PostPosted: Tue Feb 19, 2019 7:27 am 
Offline
User avatar

Joined: Mon Jan 23, 2006 7:47 am
Posts: 205
Location: Germany
hex_usr wrote:
producing Windows builds is not trivial

VM?

_________________
My current setup:
Super Famicom ("2/1/3" SNS-CPU-GPM-02) → SCART → OSSC → StarTech USB3HDCAP → AmaRecTV 3.10


Top
 Profile  
 
PostPosted: Tue Feb 19, 2019 7:44 am 
Online

Joined: Sun Sep 19, 2004 11:12 pm
Posts: 21595
Location: NE Indiana, USA (NTSC)
creaothceann wrote:
hex_usr wrote:
producing Windows builds is not trivial

VM?

RAM to have the host and guest loaded at once costs money, VMware costs money if you need any of the features that aren't in the GPL version of VirtualBox, and Windows to run in a VM costs money to activate and phones home. Technically, one can use unactivated Windows and the PUEL version of VirtualBox[1] without charge, but legally I wouldn't recommend it.

I have yet to play with sudo apt install mingw-w64, but it could be an option.


[1] The VirtualBox Extension Pack may be used without charge under a license that forbids anything resembling commercial use. A skilled lawyer might convince a judge that even fulfilling bug bounties on free software or taking subscriptions on Buy Me a Coffee or Patreon could be considered commercial use. Licenses for commercial use of the Extension Pack start at $5000 for 100 seats. Oracle appears to have made a business decision not to cater to home businesses or other small businesses.

_________________
Pin Eight | Twitter | GitHub | Patreon


Top
 Profile  
 
PostPosted: Tue Feb 19, 2019 8:45 am 
Offline
User avatar

Joined: Mon Jan 23, 2006 7:47 am
Posts: 205
Location: Germany
tepples wrote:
phones home

The network adapter can be configured to be intranet-only.

_________________
My current setup:
Super Famicom ("2/1/3" SNS-CPU-GPM-02) → SCART → OSSC → StarTech USB3HDCAP → AmaRecTV 3.10


Top
 Profile  
 
PostPosted: Tue Feb 19, 2019 12:03 pm 
Offline
User avatar

Joined: Wed Feb 13, 2008 9:10 am
Posts: 703
Location: Estonia, Rapla city (50 and 60Hz compatible :P)
Windows Vista and newer will unactivate themselves at some point when they cannot phone home. There's software around that mimics the licensing server and allows things to work but it is still legally troublesome.

_________________
http://www.tmeeco.eu


Top
 Profile  
 
PostPosted: Fri Feb 22, 2019 2:02 pm 
Offline

Joined: Mon Mar 27, 2006 5:23 pm
Posts: 1524
Quote:
I don't really have a way to contact him to send a message.

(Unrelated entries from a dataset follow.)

PR #463, opened 2019-07-03
Fix pytest-cov dependency in requirements.txt

catherine-martlin:
Updating so we can get RtD running again

Edit (Bourque): We will address RTD concerns in the `update-docs` branch and use this PR to fix the `pytest-cov` dependency.


catherine-martlin:
I forgot how picky RtD can be - it won't let me test on a forked version of the project so I will likely have to merge this with the one update. If it doesn't solve all the issues I'll need to make a branch off the master instead of off my fork so we can test it on RtD while working on it.

bourque:
@catherine-martlin Since this small fix is one we should make regardless of RTD, I'm happy to merge this in and we can go from there.

The `upstream` of this repo has a branch called `update-docs` -- Feel free to pull that branch, push commits to it, and use that branch to test out on RTD -- you just have to go to the `Admin` > `Advanced Settings` button and switch the `Default Branch` from `master` to `update-docs` and the RTD builds with use that branch.  When everything looks to be operational, we can switch that setting back to `master`.  In this way, you can use `update-docs` as a sandbox and be able to test things more easily.

bourque:
@catherine-martlin I'm gonna go ahead and merge this.  We can address why RTD is failing using the `update-docs` branch in `upstream` so that we can easily test changes on RTD.

PR #466, opened 2019-07-11
Validate config.json while opening

### LINKED ISSUE #423: add config.json format verification?
Wrong formatting of `config.json` raises misleading error messages.

For instances, having a trailing comma in the last entry of the dictionary raises 
`json.decoder.JSONDecodeError: Expecting property name enclosed in double quotes: line 14 column 1 (char 594)`

Maybe we should add a verification function that checks the formatting of `config.json`?

laurenmarietta:
This PR:
- Adds a new function, `utils.utils._validate_config()`, that uses the `jsonschema` package to make sure the `settings` dictionary created by `get_config()` includes all of the needed keys, and that the entries are of the correct data type.
- Puts wrappers around the JSON errors in `get_config()` and `_validate_config()` to make them slightly more user-friendly.
- Adds `jsonschema` to the requirements and environment files.
- Adds a test for `_validate_config()`

I know we try to be careful about what we commit to the repo when it comes to the config file, but I took care here not to commit anything that we don't have posted on our wiki page. If I did miss something, of course, please tell me!!

Closes #423.


jwql/utils/utils.py
```diff
@@ -387,20 +389,31 @@ def get_config():
...
-        settings = json.load(config_file)
+    with open(config_file_location, 'r') as config_file_object:
+        try:
+            # Load it with JSON
+            settings = json.load(config_file_object)
+        except json.JSONDecodeError as e:
+            # Raise a more helpful error if there is a formatting problem
+            raise ValueError('Incorrectly formatted config.json file. '
+                             'Please fix JSON formatting: {}'
+                                       .format(e))
```
bourque: It looks like this line is indented too much?  Perhaps this can just be put back into line 407.

jwql/utils/utils.py
```diff
@@ -426,6 +439,69 @@ def check_config(key):
         )
 
 
+def _validate_config(config_file_dict):
+    """Check that the config.json file contains all the needed entries with
+    expected data types
+
+    Parameters
+    -------
```
bourque: I think `sphinx` will freak out if there are not enough dashes to cover all of the `Parameters` heading

jwql/tests/test_utils.py
```diff
@@ -344,3 +345,46 @@ def test_filesystem_path():
     location = os.path.join(get_config()['filesystem'], 'jw96003', filename)
 
     assert check == location
+
+
+def test_validate_config():
+    """Test that the config validator works.
+    """
```
bourque: If the docstring only spans one line, I think we usually just put the description and both`"""` all on one line

jwql/tests/test_utils.py
```diff
@@ -344,3 +345,46 @@ def test_filesystem_path():
...
+    with pytest.raises(Exception) as excinfo:
+        _validate_config(bad_config_dict)
+    assert 'Provided config.json does not match the required JSON schema' \
+           in str(excinfo.value), \
+        'Failed to reject incorrect JSON dict.'
+
+    # Make sure a good config does not!
+    good_config_dict = {
+        "connection_string": "",
+        "database": {
```
bourque: Good call on splitting this all into separate keys; it will be much easier to refer to individual components this way

jwql/utils/utils.py
laurenmarietta: Good catch, thank you!

laurenmarietta:
Thanks for the edits - easy changes!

The changes you've made sound interesting, but it's going to be quite difficult to search through your rep to find changes to a fork of code I haven't touched in over eight years ... if you have a single diff file of your changes, I can try to go through them for things that are still relevant to v107. Of course, I'd be happy with patches against the official Gitlab as well ^-^;

I'm most interested in the OpenMP stuff. I'm guessing you're referring to the nall::image usage? OpenMP indeed has some truly intensive overhead, and most of the time it's not worth using it at all. I've been thinking of stripping it out from there, but I've also been planning to rewrite nall::image to a new class that takes template type parameters for each channel. The extreme support in nall::image for format conversion massively cripples its performance. 99% of the time one just wants ARGB8888, and 1% of the time 30-bit or 64-bit images.

I wish I knew how much it was OpenMP not being good versus threading not being good ... because the new bsnes v107's scanline-based renderer gets hamstrung a lot in its multi-threading, and I am not sure if it's worth writing per-platform threading primitives to replace OpenMP or not.

I ... don't know what you're referring to with these GLsync tokens, sorry. Also no familiarity with GL_ARB_sync, but it sounds interesting!

Quote:
WPO and LTO are similar, but not the same.


What are the differences, if I may ask? I always expect WPO/LTO to help dramatically with all the base CPU classes and their virtualization, and indeed if I just manually merge the processor/ classes with their respective CPUs (duplicating the code in many places), I do get 3-5% program speed-ups, but -fwhole-program and -flto optimizations do not seem to convey any benefits in practice. The code runs at the same speed, or slower, and now linking is a nightmare.

Quote:
I noticed the disappearance of byuu's message board too, and I'm a little worried about the future of higan.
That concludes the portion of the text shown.